Technology and the Written Word

Maria Scott-Wittenborn

The history of the development of written language reflects the parallel relationship between the human capacity for communication and technology. The written word allows for populations to develop a shared, cumulative body of knowledge based on the experiences and records of previous generations. The human mind is ill suited to serve as a passive vessel for knowledge or ideas. In the process of acquiring new knowledge we cannot help but twist and revise the information in light of our own story, perceptions, and opinions. In creating a written language humans found a way for information to exist independently from a human host, allowing it to remain free of the distortion and bastardization that it would inevitably undergo. Our capacity for language is perpetually evolving to allow for better communication in order to gain more quickly and effectively new information and modify behaviors accordingly. To this end the recent development of computers and the creation of the Internet provide human society with an unprecedented forum in which the written language instead of serving as a means of preserving knowledge, is an immediately accessible source of information and method of communication to larger and more diverse groups than ever before. Such developments are altering our language structure as it now exists and making significant new demands on our methods of communication in the future.
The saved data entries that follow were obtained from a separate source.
PR #1079, opened 2018-02-16
added proverb implementation in Go

sunilgopinath:
Closed previous PR and opened a new one after comments

### DIFF
--- a/config.json
+++ b/config.json
@@ -1178,6 +1178,18 @@
       "uuid": "37821140-c0d0-4da8-8f50-47356705a615"
     },
     {
+      "core": false,
+      "difficulty": 4,
+      "slug": "proverb",
+      "topics": [
+        "arrays",
+        "loops",
+        "strings"
+      ],
+      "unlocked_by": "two-fer",
+      "uuid": "b6d05e8f-542b-4789-9cbc-7ba132a5f03d"
+    },
+    {
       "difficulty": 2,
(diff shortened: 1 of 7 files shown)


config.json
```diff
@@ -1177,6 +1177,18 @@
...
+    {
+      "core": false,
+      "difficulty": 4,
+      "slug": "proverb",
+      "topics": [
+        "arrays",
+        "loops",
+        "strings"
+      ],
+      "unlocked_by": "two-fer",
```
tleen: Good job here @sunilgopinath the only suggestion I would have is for the exercise unlock, seems like it falls into the general category of repeat a string with slight positional variations, which sits nicely in this subtree under [twelve-days](../tree/master/exercises/twelve-days):

```text
├─ twelve-days
│  ├─ house
│  ├─ food-chain
│  └─ beer-song
│
```

We can merge this as is and patch that change later. It is related to the next-gen exercism which is a later concern. I imagine we may revisit all the ordering before that anyhow.

sunilgopinath: That makes sense. I can update the ordering on another PR. I used the java repo as an example as I wasn't sure what to put there.

tleen: Yeah it can be tricky and sort of language dependent, your approach to guesstimating is as good as any :smile:.

tleen:
Thanks for doing this, it looks great.

Issue #1086, opened 2018-02-27
crypto-square implementation does not comply with problem description


eraserix:
The problem description of crypto-square expects that:

> Phrases that do not fill perfect rectangles will have n empty spaces. Those spaces should be distributed evenly, added to the end of the last n chunks.

The example in README.md has said spaces. But none of the testcases have it. The problem description should be changed or the implementation and the tests should be fixed.

PR #1087, opened 2018-02-27
crypto-square: add spaces if text does not fill rectangle

eraserix:
The exercise description inside the readme calls for padding with
trailing spaces on the last n chunks if the message does not perfectly
fill the calculated rectangle.  This commit fixes the testcases and the
example implementation.

Fixes: https://github.com/exercism/go/issues/1086

### DIFF
--- a/exercises/crypto-square/example.go
+++ b/exercises/crypto-square/example.go
@@ -18,9 +18,16 @@ func norm(r rune) rune {
 func Encode(pt string) string {
 	pt = strings.Map(norm, pt)
 	numCols := int(math.Ceil(math.Sqrt(float64(len(pt)))))
+	padding := numCols*(numCols-1) - len(pt)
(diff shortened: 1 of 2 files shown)


exercises/crypto-square/example.go
```diff
@@ -18,9 +18,16 @@ func norm(r rune) rune {
...
+	padding := numCols*(numCols-1) - len(pt)
+	if padding < 0 {
+		padding = numCols*numCols - len(pt)
+	}
 	cols := make([]string, numCols)
 	for i, r := range pt {
 		cols[i%numCols] += string(r)
 	}
+	for i := 0; i < padding; i++ {
+		cols[numCols-i-1] += string(' ')
```
leenipper: Perhaps just:
```
cols[numCols-i-1] +=  " "
```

Language has always been a fairly fluid entity, evolving and shifting to get the intended point across. As cultures emerged and faded out or merged into different groups, so with them went a variety of different systems of written language (3). The earliest languages tended not to be solely phonetic, ideographic or pictographic, but combinations thereof (3). Our modern languages, at least since the invention of the printing press, have tended towards phonetic alphabet based systems. The invention of computers drastically alters the situation. Computers offer a graphical interface that allows the use of graphical languages in a way that the printing press and typewriters did not.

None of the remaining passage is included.